The IMF agreement is both an economic and political decision for the Fernandez administration and, as such, explains the delegation of Finance Minister Guzman and Interior Minister Manzur to meet with IMF officials. This will expedite logistics since the IMF agreement will require legislative approval prior to final sign off from the IMF board. The delegation also anticipates unrelenting IMF payments heading into next year. The economic discussions are much more relevant for bondholders on how much flexibility Kirchnerismo will concede on fiscal austerity and relative price adjustments. Let’s be clear: there is no context for shock therapy; a negotiated IMF program is more of a political compromise to avoid default than an economic solution. The push-and-pull between the disparate ideology of the Fernandez administration and the IMF staff suggest an unprecedented flexible program with room to phase-out market interventionism and overall gradual adjustment. It’s also important to remember the recurrent elections cycles only allows for unpopular adjustment every other year. Next year is the only year that will allow for fiscal austerity and price adjustments ahead of 2023 general elections.
The latest announcements from Minister Guzman confirm high level IMF meetings in Washington and progress on negotiations. There have been no specifics yet on the economic terms, though presumably negotiations must be advanced to reach a final agreement late this year or early next year. There is no chance of reverting back to the initial DSA guidelines from March 2020, however there should be pressure to unwind the election-related fiscal stimulus and price repression. This would require a one off, say 20% adjustment, on the official foreign exchange rate and back to a 3% monthly foreign exchange crawl. It would also require a dismantling of all other price controls and unwinding the fiscal stimulus from the fourth quarter of 2021. The initial rhetoric shows no commitment to any maxi-adjustment that doesn’t conform with the 2022 macro guidelines within the budget (3.3% of GDP primary fiscal deficit and 131.1 end-2022). The slow pace of fiscal adjustment implies still reliance on foreign exchange as an inflationary anchor. The only effective recipe is a reversal towards a fiscal anchor that allows for greater foreign exchange flexibility. They’ll have to unwind the worst of the heterodox measures and limit central bank deficit monetization and reduce price controls. How soon will authorities commit to a primary fiscal surplus of 1% of GDP? The 3.3% of GDP primary fiscal deficit in 2022 is far from the original projections of fiscal balance under the earlier DSA metrics. The compromise may just reaffirm a gradual fiscal adjustment, less price repression and accelerated foreign exchange monthly 3% crawl without any near-term shocks.

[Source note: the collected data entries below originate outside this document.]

PR #790, opened 2026-04-09
Add synced highlights UI

AhmedNMahran:
## Summary
Add sync-enabled highlights behavior and UI on top of the bookmark collection wrapper.

## Scope
- add Bookmarks `Highlights` row
- add fixed color list and per-color detail screen
- add sync-enabled highlight actions from the ayah menu
- render synced highlights on Quran content
- add separate synced ayah-menu flow instead of editing legacy note/highlight behavior

## Out of scope
- no notes sync
- no note editor changes
- no legacy non-sync behavior changes

## Notes
Sync-enabled highlights are based on fixed Mobile Sync collection names:
`red`, `green`, `blue`, `yellow`, `purple`.

Legacy non-sync behavior stays on the old path.

### DIFF
--- a/Features/AyahMenuFeature/SyncedAyahMenuBuilder.swift
+++ b/Features/AyahMenuFeature/SyncedAyahMenuBuilder.swift
@@ -1,0 +1,75 @@
+#if QURAN_SYNC
+    import AppDependencies
+    import FeaturesSupport
+    import MobileSync
+    import MobileSyncSupport
+    import QuranAnnotations
+    import QuranKit
+    import QuranTextKit
+    import UIKit
+
+    public struct SyncedAyahMenuInput {
+        // MARK: Lifecycle
+
+        public init(
+            sourceView: UIView,
+            pointInView: CGPoint,
+            verses: [AyahNumber],
+            notes: [QuranAnnotations.Note],
+            syncHighlightColor: HighlightColor?,
+            hasSyncHighlight: Bool
+        ) {
+            self.sourceView = sourceView
+            self.pointInView = pointInView
+            self.verses = verses
+            self.notes = notes
+            self.syncHighlightColor = syncHighlightColor
+            self.hasSyncHighlight = hasSyncHighlight
+        }
+
+        // MARK: Internal
+
+        let sourceView: UIView
+        let pointInView: CGPoint
+        let verses: [AyahNumber]
+        let notes: [QuranAnnotations.Note]
+        let syncHighlightColor: HighlightColor?
+        let hasSyncHighlight: Bool
+    }
+
+    @MainActor
+    public struct SyncedAyahMenuBuilder {
+        // MARK: Lifecycle
+
+        public init(container: AppDependencies) {
+            self.container = container
+        }
+
+        // MARK: Public
+
+        public func build(withListener listener: SyncedAyahMenuListener, input: SyncedAyahMenuInput) -> UIViewController {
+            let textRetriever = ShareableVerseTextRetriever(
+                databasesURL: container.databasesURL,
+                quranFileURL: container.quranUthmaniV2Database
+            )
+            let deps = SyncedAyahMenuViewModel.Deps(
+                sourceView: input.sourceView,
+                pointInView: input.pointInView,
+                verses: input.verses,
+                notes: input.notes,
+                syncHighlightColor: input.syncHighlightColor,
+                hasSyncHighlight: input.hasSyncHighlight,
+                syncService: container.syncService,
+                bookmarkCollectionService: container.bookmarkCollectionService,
+                textRetriever: textRetriever
+            )
+            let viewModel = SyncedAyahMenuViewModel(deps: deps)
+            viewModel.listener = listener
+            return SyncedAyahMenuViewController(viewModel: viewModel)
+        }
+
+        // MARK: Private
+
+        private let container: AppDependencies
+    }
+#endif
--- a/Features/BookmarksFeature/Sources/BookmarksBuilder.swift
+++ b/Features/BookmarksFeature/Sources/BookmarksBuilder.swift
@@ -26,10 +26,12 @@ public struct BookmarksBuilder {
         let viewModel = BookmarksViewModel(
             analytics: container.analytics,
             service: service,
+            highlightCollectionsUpdates: makeHighlightCollectionsUpdates(),
             authenticationClient: container.authenticationClient,
             navigateTo: { [weak listener] page in
                 listener?.navigateTo(page: page, lastPage: nil, highlightingSearchAyah: nil)
-            }
+            },
+            makeHighlightsController: makeHighlightsController(listener: listener)
         )
         let viewController = BookmarksViewController(viewModel: viewModel)
         return viewController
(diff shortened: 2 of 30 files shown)


AhmedNMahran:
@mohamede1945 
I split highlights behavior/UI out of the foundation PR.

In this PR I also stopped reusing the legacy note/highlight path for sync mode:
- sync-enabled highlight actions use a separate synced ayah-menu flow
- sync highlight rendering is separate from legacy note-backed highlights
- legacy non-sync behavior remains on the old path

The collection-to-highlight mapping is based on the fixed Mobile Sync collection names only.

Note:
Some duplication here is intentional: a small amount of existing feature-wiring logic was copied into a separate sync-enabled path so the new highlights flow stays isolated from the legacy note-backed flow. That keeps review clearer now and makes future deprecation of the old path easier.

Features/AyahMenuFeature/SyncedAyahMenuBuilder.swift
mohamede1945, line 1: There's a lot of duplication here (the whole SyncedAyahMenuXYZ) on top of the existing `AyahMenu` module. I think we should stick to our current approach: extend the existing code and gate changes behind `#if QURAN_SYNC`.

Reasons:

1. This level of duplication increases the risk of regressions in unrelated areas (e.g. playback, sharing).
2. It makes it harder to isolate and reason about the actual changes. We’re not fundamentally rewriting the module—we’re evolving it (splitting Notes/Highlights into Notes + Bookmark Collections with optional colors). Keeping changes localized will make future fixes and iterations significantly easier.
3. In fact, I'm not able to review these changes because I don't know what is new and what is old and I don't think I can do it easily manually.

Features/BookmarksFeature/Sources/BookmarksBuilder.swift
```diff
@@ -38,4 +40,34 @@ public struct BookmarksBuilder {
...
+                return nil
+            }
+
+            return {
+                HighlightCollection.updates(from: syncService)
+            }
+        #else
+            return nil
+        #endif
+    }
```
mohamede1945, line 72: We shouldn't have business logic here in DI layer. Whatever needs updates should get the service and call the method

Features/BookmarksFeature/Sources/BookmarksView.swift
```diff
@@ -68,23 +81,43 @@ private struct BookmarksViewUI: View {
             }
         }
         .task { await start() }
+        .task { await observeHighlights() }
```
mohamede1945, line 84: should simply be part of the start()

Features/BookmarksFeature/Sources/BookmarksView.swift
```diff
@@ -103,6 +136,24 @@ private struct BookmarksViewUI: View {
         )
     }
 
+    private var showsTopSections: Bool {
+        #if QURAN_SYNC
+            shouldShowSyncBanner || shouldShowHighlights
+        #else
+            shouldShowHighlights
+        #endif
```
mohamede1945, line 144: I don't think we need #if/else, it's embedded inside each of the props

UI/NoorUI/Components/List/NoorListItem.swift
```diff
@@ -44,6 +44,7 @@ public struct NoorListItem: View {
 
     public init(
         leadingEdgeLineColor: Color? = nil,
+        leadingView: AnyView? = nil,
```
mohamede1945, line 47: Instead of using AnyView in the API, we can do the following:

Init with a generic parameter
```
public init<LeadingView: View>
```

then parameter:
```
@ViewBuilder leadingView: () -> LeadingView? = { () -> EmptyView? in nil },
```

then store it as AnyView:
```
self.leadingView = leadingView().map { AnyView($0) }
```

This makes the API generic while we use AnyView in the impl. I'll later refactor it to remove the use of AnyView completely.

Features/BookmarksFeature/Sources/BookmarksView.swift
```diff
@@ -103,6 +136,24 @@ private struct BookmarksViewUI: View {
...
+    }
+
+    private var highlightsItem: some View {
+        NoorListItem(
+            leadingView: AnyView(HighlightPaletteIcon()),
```
mohamede1945, line 149: Remove the use of AnyView, see comment below in the NoorListItem for context, please

Features/FeaturesSupport/HighlightCollection.swift
```diff
@@ -0,0 +1,308 @@
...
+    public init(name: String, bookmarks: [HighlightBookmarkSnapshot]) {
+        self.name = name
+        self.bookmarks = bookmarks
+    }
+
+    public let name: String
+    public let bookmarks: [HighlightBookmarkSnapshot]
+}
+
+public enum HighlightCollection: Int, CaseIterable, Identifiable, Sendable {
```
mohamede1945, line 32: I don't think we need both HighlightCollection and HighlightColor

Features/FeaturesSupport/HighlightCollection.swift
```diff
@@ -0,0 +1,308 @@
...
+    public init(sura: Int, ayah: Int, modifiedDate: Date) {
+        self.sura = sura
+        self.ayah = ayah
+        self.modifiedDate = modifiedDate
+    }
+
+    public let sura: Int
+    public let ayah: Int
+    public let modifiedDate: Date
+}
```
mohamede1945, line 20: I don't think we need this type. This is mirroring: CollectionBookmark.AyahBookmark

Features/FeaturesSupport/HighlightCollection.swift
```diff
@@ -0,0 +1,308 @@
...
+
+public struct HighlightCollectionSnapshot: Equatable, Sendable {
```
mohamede1945, line 22: I believe this is trying to mirror CollectionWithBookmarks which is good. But few things:

1. This needs to not be highlight specific. I would name it `AyahBookmarksCollection`
2. This needs to exist in the data layer and have the service produce it instead of features doing so

mohamede1945 (commented):
Would you please provide screenshots of the changes?

Thanks!

Features/FeaturesSupport/HighlightCollection.swift
mohamede1945: Talked offline, we can do this in the mobile-sync

Features/FeaturesSupport/HighlightCollection.swift
```diff
@@ -0,0 +1,308 @@
...
+                    } catch {
+                        continuation.finish(throwing: error)
+                    }
+                }
+
+                continuation.onTermination = { _ in
+                    task.cancel()
+                }
+            }
+        }
```
mohamede1945, line 146: This method does nothing

Features/FeaturesSupport/HighlightCollection.swift
```diff
@@ -0,0 +1,308 @@
...
+                }
+                colorsByVerse[ayah] = color
+            }
+        }
+        return colorsByVerse
+    }
+
+    public func count(in collections: [HighlightCollectionSnapshot]) -> Int {
+        bookmarks(in: collections).count
+    }
```
mohamede1945, line 115: nit: I don't think we need this method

The balance between the blue-chip foreign exchange rate and the official foreign exchange rate is probably the best barometer of the macro imbalances with an elevated 95% differential far from 55%-65% earlier this year. This differential would have to narrow probably closer to 30% or less for a more favorable USD supply/demand equilibrium necessary to accumulate foreign exchange reserves. Will the IMF program in itself prove a sufficient credibility shock to reduce US dollar demand sufficient to accumulate foreign exchange reserves at an annual pace of $5 billion? The IMF program represents a political compromise to avoid IMF default as opposed to a coherent program that prevents Eurobond default. We assume upside gains for Eurobonds but not a normalization of yields from distressed levels. This is why we prefer the higher carry alternatives and proxy trades to the sovereign that benefit from positive convexity but offer higher carry as an important component of total returns.